→ **WHAT IS REQUIRED**
Copy exactly the stretch of data below from the line with "solution you'd like**" through the line with "What I'd like", including both of those lines.

----

Issue #998, opened 2023-12-01
Allow customizing the list of default instances


0xCmdrKeen:
**Is your feature request related to a problem? Please describe.**
When logging in to an account, Voyager currently shows a list of only 3 default instances, with the option to manually type the URL/domain for a custom instance you'd like to use on a per-case basis (see first screenshot).

**Describe the solution you'd like**
What I'd like to see is an option in the settings to customize the list of default instances, so you can permanently add your preferred instances to the list. Lunar currently does this very elegantly (see second screenshot). 

In Lunar, you can access this screen from the top level settings menu via an entry called "Manage Instances", but it could certainly also be placed within one of the existing categories in Voyager's settings menu (e.g. "General") if that seems preferable. The advantage of that would mainly be not having to come up with an appropriate icon choice.

Basically, the entire list is editable (meaning you can remove any of the default instances if you'd like), but you can always get the default list back using the "Reset Instances List" button. It probably isn't necessary for the list to also support re-ordering by dragging and dropping if that means a lot of extra work (it's not orderable in Lunar either), since one can always just remove and re-add instances in the order desired. 

**Describe alternatives you've considered**
Not giving users a simple and accessible way to add custom instances will likely contribute to increased centralization in the fediverse by driving more traffic to the "big 3", since manually typing a custom instance name gets old rather quick, and people are naturally lazy.

**Additional context**

<img width="350" alt="Voyager" src="https://github.com/aeharding/voyager/assets/98132670/4013902d-ff3b-4bf0-a2ae-46a156bf97e2">

<img width="350" alt="Lunar" src="https://github.com/aeharding/voyager/assets/98132670/e29f2c78-16a1-4316-b311-6cc3d8ea7aa1">

0xCmdrKeen:
I did some work on this and I was able to code a "Manage instances" page that looks and functions exactly like that from Lunar (second screenshot). Newly added servers are validated (similarly to the process used in the `Login` component) before they are added to the list to prevent users from adding random junk.

Happy to contribute a PR, however, it currently only keeps the server list in local state. Would need some advice on how to best wire it into the app settings to make this persistable. It doesn't look like the ability to store a custom server list currently exists anywhere in the app.

80avin:
@0xCmdrKeen  You may want to use [db](https://github.com/aeharding/voyager/blob/13672ab82eaaff84866985c7ae49cc0083d71d34/src/services/db.ts#L617) or localStorage ?

[...]

PR #1010, opened 2023-12-03
feat: Manage instances list

### LINKED ISSUE #116: Custom server viewing when anonymous

0xCmdrKeen:
Took a stab at #998. 

This adds a "Manage instances" screen to the Settings menu which allows editing the default list of Lemmy instances used by the app. Instances can be added and deleted, reordering is currently not implemented. There is a button to restore the default list in case the user messes up.

Newly added instances are verified to be Lemmy servers (using the `getSite()` call) before being added to the list. The list is stored in the database to make it persistent.

The Login and LoggedOut screens will now use the custom server list (this fixes #116). When choosing the "Other" option on the Login screen, if the login was successful, the instance will be added to the list automatically. 

As I mentioned in the issue discussion, I'm not entirely decided whether the "Manage instances" setting should be a top-level item or go into one of the existing categories, but of course this can be changed before merging. 

I'm also happy to change the particulars about where in the Redux state and the database the list is stored.

### DIFF
--- a/src/TabbedRoutes.tsx
+++ b/src/TabbedRoutes.tsx
@@ -27,6 +27,7 @@ import InboxAuthRequired from "./pages/inbox/InboxAuthRequired";
 import UpdateAppPage from "./pages/settings/UpdateAppPage";
 import AppearancePage from "./pages/settings/AppearancePage";
 import CommunitySidebarPage from "./pages/shared/CommunitySidebarPage";
+import ManageInstancesPage from "./pages/settings/ManageInstancesPage";
 import RedditMigratePage from "./pages/settings/RedditDataMigratePage";
 import ProfilePage from "./pages/profile/ProfilePage";
 import ProfileFeedHiddenPostsPage from "./pages/profile/ProfileFeedHiddenPostsPage";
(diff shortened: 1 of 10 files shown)


0xCmdrKeen:
Just noticed the part in the project README about self-hosting and using a custom server list, and finally understood the remaining code in `services/app.ts` that I couldn't quite figure out before.

Obviously, this feature will likely not be desirable in that scenario. Will figure out a way to disable it. And easy solution would be to only have it enabled in the native app, since that doesn't use an external server list anyways, but it would also prevent it from showing up in the development preview version or on general purpose deployments like vger.app. But I'll think of something.

aeharding:
Thanks for the PR. This one is a bit involved just because the custom servers logic has a lot of edge cases depending on the users' platform, self-hosted config etc so that is why I haven't gotten to reviewing yet.

0xCmdrKeen:
@aeharding agreed, and as you may have noticed, I already found some of those edge cases myself :)

But yes, this is certainly a more complex feature and I understand that it requires a thorough review to make sure it doesn't unintentionally break anything.

aeharding:
Hi @0xCmdrKeen thanks again for you PR and effort on this!

I think this PR fits better with Voyager's old login flow. However this is definitely something I would like to add, in some form or another.

With Voyager's new log in flow being an autocomplete list, I think it would be cool if instances could be remembered for next time. Essentially a "recently logged in" list, or something of that nature.

That's a bit of an easier user experience, and would be helpful for people that don't want to take the time to configure a list of custom instances in Settings.

So that's why I'm closing this PR. But again I do want to address #998.

I'm hoping to get a PR out this weekend that will allow browsing and switching between anonymous (logged out) instances. Once that gets merged, I'd be happy to accept a PR with some form of autocomplete/remembering recently logged in instances. We can discuss more on #998, if you'd like.

PR #1020, opened 2023-12-05
Update HidingSettings.tsx to remove the double occurance of inside in the helper text of Marking Read/Hiding settings

SrivatsanSenthilkumar:
I know its a trivial commit but @aeharding you offered us the oppurtunity to do it so here it is.


SrivatsanSenthilkumar:
[Me contributing to open source software by adding one line in a txt file](https://i.kym-cdn.com/photos/images/newsfeed/001/584/180/0c2.jpg)

PR #715, opened 2023-08-28
feat: Account Switcher on Long Pressing profile icon in Navbar

rahulakrishna:
- open account switcher modal on long pressing profile icon in navbar
- if in comments view, resolve the post in new instance using the `ap_id` and replace the route without animation
- if in community view, replace the `actor` in url with the new instance name
- add hammerjs

Demo: 

https://github.com/aeharding/voyager/assets/10240002/fc8263b2-2556-4012-bbee-a206cc498f13

Resolves: #85

PR #1031, opened 2023-12-08
feat: Quick account switcher

0xCmdrKeen:
Since #715 has blocked and inactive for a while, and I really miss this feature from Apollo, I thought I'd try my own version of this.

This makes tapping the Profile button in the tab bar pull up the account switcher IF the profile page is already active in the profile tab (and hasn't been scrolled down on).

This means tapping the Profile button TWICE will bring up the account switcher also.

If you open the Profile page by tapping the button once, and then navigate away by clicking one of the links on it, tapping the profile button again will bring you back to the profile page, as before.

https://github.com/aeharding/voyager/assets/98132670/1f41e4db-5917-44bb-ac38-1c94948861b5

### DIFF
--- a/src/TabBar.tsx
+++ b/src/TabBar.tsx
@@ -139,7 +139,7 @@ const TabBar: CustomTabBarType = forwardRef(function TabBar(props, ref) {
     if (scrollUpIfNeeded(activePageRef?.current)) return;
 
     // if the profile page is already open, show the account switcher
-    if (router.getRouteInfo()?.pathname === "/profile")
+    if (location.pathname === "/profile")
       presentAccountSwitcher({ cssClass: "small" });
 
     router.push("/profile", "back");
--- a/src/TabBar.tsx
+++ b/src/TabBar.tsx
@@ -12,7 +12,6 @@ import {
   IonLabel,
   IonTabBar,
   IonTabButton,
-  useIonModal,
 } from "@ionic/react";
 import { totalUnreadSelector } from "./features/inbox/inboxSlice";
 import useShouldInstall from "./features/pwa/useShouldInstall";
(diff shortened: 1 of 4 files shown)


src/features/auth/PageContext.tsx
```diff
@@ -59,6 +62,13 @@ interface IPageContext {
     comment?: CommentView,
     comments?: CommentView[],
   ) => void;
+
+  presentAccountSwitcher: (
```
aeharding, line 66: Let's have this function take no arguments, and then add a function in PageContext to call presentAccountSwitcher with cssClass = small.

src/TabBar.tsx
```diff
@@ -136,6 +138,10 @@ const TabBar: CustomTabBarType = forwardRef(function TabBar(props, ref) {
 
     if (scrollUpIfNeeded(activePageRef?.current)) return;
 
+    // if the profile page is already open, show the account switcher
+    if (router.getRouteInfo()?.pathname === "/profile")
```
aeharding, line 142: `location.pathname` instead to be consistent with the rest of the component :)

aeharding (commented):
Looks good, I like your idea!

src/features/auth/PageContext.tsx
0xCmdrKeen: Sounds good

src/TabBar.tsx
0xCmdrKeen: No problem

aeharding:
Looks good! I had one problem where the presentingElement of the login modal from the account switcher wasn't properly attaching so I pushed a fix for that.

PR #1041, opened 2023-12-09
Add support for upvoted/downvoted

aeharding:


aeharding:
I'm going to mark this blocked until lemmy.world upgrades to lemmy 0.19 and I can test there. (There's some performance issues with these requests.)

PR #1058, opened 2023-12-11
Add support for inline code in inline markdown

### LINKED ISSUE #1051: Inline code in post titles doesn't render
**Describe the bug**
Apparently,  Lemmy allows Markdown to be used in post titles ([example](https://programming.dev/post/6973774)). This renders properly on the web client, but in Voyager, the Markdown part is simply ignored, making the title read funny.

**To Reproduce**

1. Go to search tab
2. Paste this post URL: https://programming.dev/post/6973774
3. Tap on "Visit post"

**Expected behavior**
Markdown should be rendered properly, not simply ignored.

**Screenshots**
image

**Desktop (please complete the following information):**

- OS: Windows 11
- Browser: Brave 1.61.101
- Voyager 1.30.2

**Smartphone (please complete the following information):**

- Device: iPhone XS
- OS: iOS 16.6.1
- Voyager 1.30.2

**Additional context**
I'm not sure WHAT subset of Markdown exactly is allowed here, but inline code clearly is. It appears that there already is a `InlineMarkdown` component to handle this exact scenario, but the current configuration does not appear to allow inline code.

I tried adding `"code"` to the `allowedElements` and `code: "code"` to `components` and it seems to solve the issue reasonably well (at least in the browser, can't test the native app as I don't have the toolchain set up for that). Can send a PR but not sure if it's worth the effort for just those 2 lines.

0xCmdrKeen:
This fixes #1051

### DIFF
--- a/src/features/shared/InlineMarkdown.tsx
+++ b/src/features/shared/InlineMarkdown.tsx
@@ -24,6 +24,7 @@ export default function InlineMarkdown({ children }: InlineMarkdownProps) {
           "h3",
           "h4",
           "h5",
+          "code",
         ]}
         components={{
           a: "span",
@@ -39,6 +40,7 @@ export default function InlineMarkdown({ children }: InlineMarkdownProps) {
           h3: "span",
           h4: "span",
           h5: "span",
+          code: "code",
         }}
       >
         {children}


aeharding:
Cheers!

PR #1087, opened 2023-12-15
Change post/comment editor abort action title to "Discard"

### LINKED ISSUE #1059: When editing a comment with unsaved changes, pressing "Cancel" asks to confirm deletion
**Describe the bug**
See title. When editing a comment and some changes have been made, pressing the "Cancel" button or swiping down shows a confirmation message asking to confirm deletion. This makes sense when canceling a new comment in progress, but it is somewhat confusing when editing a comment since the user might think their comment will end up getting deleted if they go ahead. It's also red which implies a potentially destructive action, thus heightening the sense of danger.

It would be less confusing if the button said "Discard" instead. This would in fact be clear and unambiguous in all situations (new comment or editing comment), so it would not need any special case handling.

**To Reproduce**

1. Go to Profile page
2. Click on ellipsis button next to a comment
3. Select "Edit"
4. Type some text
5. Press cancel (or swipe down)

**Expected behavior**
Instead of "Delete", the confirmation button should say "Discard".

**Screenshots**
screenshot

**Additional context**
For even more clarity, the button could say "Discard comment" if it's a new comment and "Discard changes" when editing.

0xCmdrKeen:
When pressing "cancel" on a post or comment that has unsaved changes, the button to confirm deletion now says "Discard" instead of "Delete".

image

This fixes #1059.

### DIFF
--- a/src/features/shared/DynamicDismissableModal.tsx
+++ b/src/features/shared/DynamicDismissableModal.tsx
@@ -51,7 +51,7 @@ export function DynamicDismissableModal({
 
     await presentActionSheet([
       {
-        text: "Delete",
+        text: "Discard",
         role: "destructive",
         handler: () => {
           clearRecoveredText();


aeharding:
Thanks!

PR #1096, opened 2023-12-17
Feature: dialog for link input

0xCmdrKeen:
I didn't create an issue for this, but Apollo used to show an input dialog for inserting links into Markdown text (i.e comments or posts). This is both helpful for people who are not super familiar with the syntax, and also for not having to fiddle with text selection on mobile, which can be annoying.

This PR adds such a feature to Voyager (see screenshot). Both fields are optional, if left empty, it will behave exactly as before (i.e. insert `[](url)` and place the cursor between the brackets). If only the link text is given but no URL, `[text](url)` will be inserted, with the "url" part preselected. If both are given, the cursor will be placed at the end.

Long pressing the URL button will skip the dialog and directly invoke the old behavior.

Apollo used to show a link to a random charity as the URL placeholder, but I didn't want to do that without asking first. Can definitely add this if desired (please provide a list of acceptable charities in this case).

Another convenience feature I loved was automatically pre-filling the URL input if a link was detected in the clipboard, but with iOS now requiring permission for access each time, I'm not sure it wouldn't be more annoying than useful. There IS [a capacitor package](https://capacitorjs.com/docs/apis/clipboard) for interacting with the clipboard, but it doesn't say anything regarding permissions.

screenshot


sharunkumar (approved):

sharunkumar:
Quite a lot of conflicts compared to the current version. Should be easy to re-implement the changes after rebasing though

aeharding:
Hi, thanks for the PR!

----

→ **SOLUTION**
**Describe the solution you'd like**
What I'd like to see is an option in the settings to customize the list of default instances, so you can permanently add your preferred instances to the list. Lunar currently does this very elegantly (see second screenshot). 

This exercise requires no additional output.